PR #94, opened 2026-07-09
Harden Verilog/Chisel HDL spec generation: resume trust chain, per-callee gate, LLM-JSON shape safety

Buyi-wsgzg:
## Summary

Ten commits hardening the Verilog/SystemVerilog + Chisel spec-generation flows added in #86, driven by multiple rounds of independent review plus real end-to-end validation (gpt-5.5 and DeepSeek, riscv-mini Chisel/Verilog and hand-written SERV RTL).

### Resume trust chain
- **Stale derived state on rerun-setup resume**: when a reused `groups.json` can't be resumed, derived artifacts (domain context, phases.json, file list, topdown layers, batch prompts, and the rejected `groups.json` itself) are reset before setup reruns — previously a stale manifest could steer Stage 1 into a "continue where you left off" prompt for a manifest this flow already rejected.
- **Partial-missing sources**: the zero-modules guard's fallback now triggers on *any* missing listed source under a reused manifest, not only when every source is gone — a manifest with one surviving and one renamed/deleted file used to spec the survivor and silently never spec the renamed one.
- **Language normalization**: `_groups_to_phases` forces `languages=["chisel"]` unconditionally (mirrors the existing Verilog `_force_verilog_phase_languages`) — the resume veto accepts `"scala"` as a plausible LLM spelling, but the batch-prompt language router only recognized the literal `"chisel"` token, so an accepted `"scala"` manifest silently misrouted to software-style prompts.
- **Hardware-language guard**: the default pipeline's guard now harvests hardware-language tokens from any JSON shape (string/list/dict) with an unambiguous-extension/source-suffix backstop when no token is found, closing a fail-open gap for declared-but-unintelligible language shapes.

### Verilog per-callee submodule gate
- Verilog's instantiation graph is precise (verible CST), so non-leaf modules now must document a `# Submodule: <name>` entry for *every* instantiated child, not just claim `(no submodules)` or contain any single heading. Missing entries are deleted and fed back to the retry prompt with the full required set (avoiding ping-pong on partial fixes). Chisel deliberately keeps its existing advisory-only gate — real-run data shows its graph gaps are ~100% false edges (companion objects, IO bundles, constant objects), so blocking there would strand runs on phantom documentation demands.
- A verible-drift canary detects when the installed verible version's instantiation CST tags are no longer recognized (partial drift beyond a full parse failure) and falls back to the regex scanner instead of silently under-reporting edges.
- `FM_AGENT_NO_VERIBLE=1` (regex-fallback) mode keeps the gate blocking (the fallback only ever misses edges, never invents ones — unlike Chisel's problem) but prints a one-time warning naming the narrower guarantee.

### LLM-JSON shape safety
`groups.json`/`phases.json` are LLM-written, so a single-element field is plausibly emitted as a bare string instead of a one-element list, and a single dependency as a bare int/string. Normalized at the point each fact is established (not re-derived per consumer) across `source_files`, `depends_on_phases`/`depends_on_subsystems`, `languages`, and `file_extensions` — closing several silent mis-parses (character-by-character iteration, phase-id lookup misses, `build_ext_to_lang` routing failures).

### Declared-name single source of truth
`generate_topdown_layers` now stamps a `declared_name` field (via the extractor's own declaration regex on the same comment-masked text) into each layer function entry; the batch-prompt caller-expectation lookup and the undocumented-submodules advisory both consume this stamped field instead of independently re-deriving "is this a dedup alias" — closing a gap where scoped Chisel declarations (`private[chisel] object Foo`) were missed by a weaker ad-hoc regex.

### Test-file filters and extensions
`.sc`/`.svh` (already accepted for extraction) are now also recognized by the Chisel/Verilog test-file name filters and the two setup-prompt docs, and `build_ext_to_lang` unconditionally covers the whole Chisel/Verilog extension universe once the language token is present.

## Test plan
- [x] 9 standalone test files (`uv run python tests/test_*.py`), all passing — not included in this PR per repo convention on `tests/`
- [x] Real end-to-end runs on riscv-mini (Chisel + generated Verilog) and hand-written SERV RTL, with both `gpt-5.5` and `deepseek-chat` as the OpenCode backend model — 6/6 runs completed successfully (49/49, 14/14, 18/18 modules specced), including a DeepSeek+SERV combination that previously failed to converge before the retry-feedback mechanism landed
- [x] Repeated the DeepSeek run against the final state of this PR's commits — 3/3 designs still complete (45/45, 14/14, 18/18), no regressions from the accumulated hardening

### DIFF
--- a/main.py
+++ b/main.py
@@ -125,7 +125,7 @@ def _has_source_code(proj_dir):
     return False
 
 
-_HARDWARE_LANGUAGES = {"chisel", "verilog", "systemverilog"}
+_HARDWARE_LANGUAGES = {"chisel", "verilog", "systemverilog", "system_verilog"}
 
 
 def _reject_hardware_languages(phases_path):
@@ -504,7 +504,7 @@ if __name__ == "__main__":
     hdl.add_argument(
         "--verilog",
         action="store_true",
-        help="With --hardware: treat the design as Verilog/SystemVerilog (.v/.sv) "
+        help="With --hardware: treat the design as Verilog/SystemVerilog (.v/.sv/.svh) "
         "and generate specs via verilog_spec_generator.",
     )
     parser.add_argument(
--- a/main.py
+++ b/main.py
@@ -518,6 +518,11 @@ if __name__ == "__main__":
     if (args.chisel or args.verilog) and not args.hardware:
         parser.error("--chisel/--verilog select the HDL for --hardware runs; "
                      "add the --hardware flag")
+    if args.resume and not args.hardware:
+        # run_pipeline ignores --resume and starts by WIPING fm_agent/ — the
+        # exact workspace --resume promises to preserve.
+        parser.error("--resume only applies to --hardware runs; "
+                     "add --hardware (and --verilog for Verilog designs)")
 
     start_time = time.time()
     if args.hardware and args.verilog:
--- a/main.py
+++ b/main.py
@@ -7,7 +7,7 @@ from config import (
 )
 from src.file_utils import collect_file_names, is_file_ready
 from src.verification import streaming_reasoner
-from src.extract import run_extraction, EXT_TO_LANG
+from src.extract import run_extraction, EXT_TO_LANG, load_units_manifest
 from src.generate_topdown_layers import generate_topdown_layers
 from src.opencode_trace import (
     finish_opencode_trace,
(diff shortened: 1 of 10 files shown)


haoran-ding (approved):
Thank you very much for the contribution.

++++++

▶ [What the task requires]:
Output every record above in full, exactly as it reads.

▶ [Result for this task]:
PR #94, opened 2026-07-09
Harden Verilog/Chisel HDL spec generation: resume trust chain, per-callee gate, LLM-JSON shape safety

Buyi-wsgzg:
## Summary

Ten commits hardening the Verilog/SystemVerilog + Chisel spec-generation flows added in #86, driven by multiple rounds of independent review plus real end-to-end validation (gpt-5.5 and DeepSeek, riscv-mini Chisel/Verilog and hand-written SERV RTL).

### Resume trust chain
- **Stale derived state on rerun-setup resume**: when a reused `groups.json` can't be resumed, derived artifacts (domain context, phases.json, file list, topdown layers, batch prompts, and the rejected `groups.json` itself) are reset before setup reruns — previously a stale manifest could steer Stage 1 into a "continue where you left off" prompt for a manifest this flow already rejected.
- **Partial-missing sources**: the zero-modules guard's fallback now triggers on *any* missing listed source under a reused manifest, not only when every source is gone — a manifest with one surviving and one renamed/deleted file used to spec the survivor and silently never spec the renamed one.
- **Language normalization**: `_groups_to_phases` forces `languages=["chisel"]` unconditionally (mirrors the existing Verilog `_force_verilog_phase_languages`) — the resume veto accepts `"scala"` as a plausible LLM spelling, but the batch-prompt language router only recognized the literal `"chisel"` token, so an accepted `"scala"` manifest silently misrouted to software-style prompts.
- **Hardware-language guard**: the default pipeline's guard now harvests hardware-language tokens from any JSON shape (string/list/dict) with an unambiguous-extension/source-suffix backstop when no token is found, closing a fail-open gap for declared-but-unintelligible language shapes.

### Verilog per-callee submodule gate
- Verilog's instantiation graph is precise (verible CST), so non-leaf modules now must document a `# Submodule: <name>` entry for *every* instantiated child, not just claim `(no submodules)` or contain any single heading. Missing entries are deleted and fed back to the retry prompt with the full required set (avoiding ping-pong on partial fixes). Chisel deliberately keeps its existing advisory-only gate — real-run data shows its graph gaps are ~100% false edges (companion objects, IO bundles, constant objects), so blocking there would strand runs on phantom documentation demands.
- A verible-drift canary detects when the installed verible version's instantiation CST tags are no longer recognized (partial drift beyond a full parse failure) and falls back to the regex scanner instead of silently under-reporting edges.
- `FM_AGENT_NO_VERIBLE=1` (regex-fallback) mode keeps the gate blocking (the fallback only ever misses edges, never invents ones — unlike Chisel's problem) but prints a one-time warning naming the narrower guarantee.

### LLM-JSON shape safety
`groups.json`/`phases.json` are LLM-written, so a single-element field is plausibly emitted as a bare string instead of a one-element list, and a single dependency as a bare int/string. Normalized at the point each fact is established (not re-derived per consumer) across `source_files`, `depends_on_phases`/`depends_on_subsystems`, `languages`, and `file_extensions` — closing several silent mis-parses (character-by-character iteration, phase-id lookup misses, `build_ext_to_lang` routing failures).

### Declared-name single source of truth
`generate_topdown_layers` now stamps a `declared_name` field (via the extractor's own declaration regex on the same comment-masked text) into each layer function entry; the batch-prompt caller-expectation lookup and the undocumented-submodules advisory both consume this stamped field instead of independently re-deriving "is this a dedup alias" — closing a gap where scoped Chisel declarations (`private[chisel] object Foo`) were missed by a weaker ad-hoc regex.

### Test-file filters and extensions
`.sc`/`.svh` (already accepted for extraction) are now also recognized by the Chisel/Verilog test-file name filters and the two setup-prompt docs, and `build_ext_to_lang` unconditionally covers the whole Chisel/Verilog extension universe once the language token is present.

## Test plan
- [x] 9 standalone test files (`uv run python tests/test_*.py`), all passing — not included in this PR per repo convention on `tests/`
- [x] Real end-to-end runs on riscv-mini (Chisel + generated Verilog) and hand-written SERV RTL, with both `gpt-5.5` and `deepseek-chat` as the OpenCode backend model — 6/6 runs completed successfully (49/49, 14/14, 18/18 modules specced), including a DeepSeek+SERV combination that previously failed to converge before the retry-feedback mechanism landed
- [x] Repeated the DeepSeek run against the final state of this PR's commits — 3/3 designs still complete (45/45, 14/14, 18/18), no regressions from the accumulated hardening

### DIFF
--- a/main.py
+++ b/main.py
@@ -125,7 +125,7 @@ def _has_source_code(proj_dir):
     return False
 
 
-_HARDWARE_LANGUAGES = {"chisel", "verilog", "systemverilog"}
+_HARDWARE_LANGUAGES = {"chisel", "verilog", "systemverilog", "system_verilog"}
 
 
 def _reject_hardware_languages(phases_path):
@@ -504,7 +504,7 @@ if __name__ == "__main__":
     hdl.add_argument(
         "--verilog",
         action="store_true",
-        help="With --hardware: treat the design as Verilog/SystemVerilog (.v/.sv) "
+        help="With --hardware: treat the design as Verilog/SystemVerilog (.v/.sv/.svh) "
         "and generate specs via verilog_spec_generator.",
     )
     parser.add_argument(
--- a/main.py
+++ b/main.py
@@ -518,6 +518,11 @@ if __name__ == "__main__":
     if (args.chisel or args.verilog) and not args.hardware:
         parser.error("--chisel/--verilog select the HDL for --hardware runs; "
                      "add the --hardware flag")
+    if args.resume and not args.hardware:
+        # run_pipeline ignores --resume and starts by WIPING fm_agent/ — the
+        # exact workspace --resume promises to preserve.
+        parser.error("--resume only applies to --hardware runs; "
+                     "add --hardware (and --verilog for Verilog designs)")
 
     start_time = time.time()
     if args.hardware and args.verilog:
--- a/main.py
+++ b/main.py
@@ -7,7 +7,7 @@ from config import (
 )
 from src.file_utils import collect_file_names, is_file_ready
 from src.verification import streaming_reasoner
-from src.extract import run_extraction, EXT_TO_LANG
+from src.extract import run_extraction, EXT_TO_LANG, load_units_manifest
 from src.generate_topdown_layers import generate_topdown_layers
 from src.opencode_trace import (
     finish_opencode_trace,
(diff shortened: 1 of 10 files shown)


haoran-ding (approved):
Thank you very much for the contribution.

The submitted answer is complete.